Clinical effects and pharmacokinetics of medetomidine and its enantiomers in dogs

The clinical effects and pharmacokinetics of medetomidine (MED) and its enanti-omers, dexmedetomidine (DEX) and levomedetomidine (LEVO) were compared in a group of six beagle dogs. The dogs received intravenously (i.v.) a bolus of MED (40 microg/kg), DEX (20 and 10 microg/kg), LEVO (20 and 10 microg/kg), and saline placebo in a blinded, randomized block study in six separate sessions. Sedation and analgesia were scored subjectively, and the dogs were monitored for heart rate, ECG lead II, direct blood pressure, respiratory rate, arterial blood gases, and rectal body temperature. Blood samples for drug analysis were taken. Peak sedative and analgesic effects were observed at mean (+/- SD) plasma levels of 18.5 +/- 4.7 ng/mL for MED40, 14.0 +/- 4.5 ng/mL for DEX20, and 5.5 +/- 1.3 ng/mL for DEX10. The overall level of sedation and cardiorespiratory effects did not differ between MED40, DEX20 and DEX10 during the first hour, apparently due to a ceiling effect. However, the analgesic effect of DEX20 lasted longer than the effect of the corresponding dose of racemic medetomidine, suggesting greater potency for dexmedetomidine in dogs. Levomedetomidine had no effect on cardio-vascular parameters and caused no apparent sedation or analgesia. The pharmacokinetics of dexmedetomidine and racemic medetomidine were similar, but clearance of levomedetomidine was more rapid (4.07 +/- 0.69 L/h/kg for LEVO20 and 3.52 +/- 1.03 for LEVO10) than of the other drugs (1.26 +/- 0.44 L/h/kg for MED40, 1.24 +/- 0.48 for DEX20, and 0.97 +/- 0.33 for DEX10).     
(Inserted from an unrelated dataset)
PR #1253, opened 2025-10-03
chore: AH Migration backport for Kintsugi

tsenovilla:
This PR aims to protect Kintsugi's cross chain transfers from the upcoming AHM. During the migration, the inference of KSM reserves may lead to lost of funds, so we need to deactivate those transfers during the process.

Comparison of three doses of dexmedetomidine with medetomidine in cats following intramuscular administration

Cats ( n  = 6) were administered dexmedetomidine (DEX) and medetomidine (MED) at three different dose levels in a randomized, blinded, cross-over study. DEX was administered at 25, 50 and 75 μg/kg (D25, D50 and D75), corresponding to MED 50, 100 and 150 μg/kg (M50, M100 and M150). Sedation, analgesia and muscular relaxation were scored subjectively. Heart and respiratory rates and rectal temperature were measured. Corresponding doses of DEX and MED were compared. Effects were also compared between dose levels for each compound. At dose level 2 (D50-M100), the duration of effective clinical sedation was significantly shorter after DEX (202.5±16.0 min) than after MED (230.0±41.2 min). Proceeding from D50-M100 to D75-M150, the duration of effective clinical sedation was increased more after DEX (by 57.5±38.4 min) than after MED (by 14.2±41.9 min) Increasing from D50-M100 to D75-M150, heart rate was further decreased after DEX (by 8.1±13.4%) but not after MED. There was no statistically significant difference between corresponding doses of DEX and MED for any of the other parameters studied. Changes in sedation, analgesia and muscular relaxation were dose-dependent. It was concluded that anaesthetic effects of medetomidine in cats are probably due entirely to its d-isomer and that dexmedetomidine at 25, 50 and 75 μg/kg induces dose-dependent sedation, analgesia and muscular relaxation of clinical significance in cats.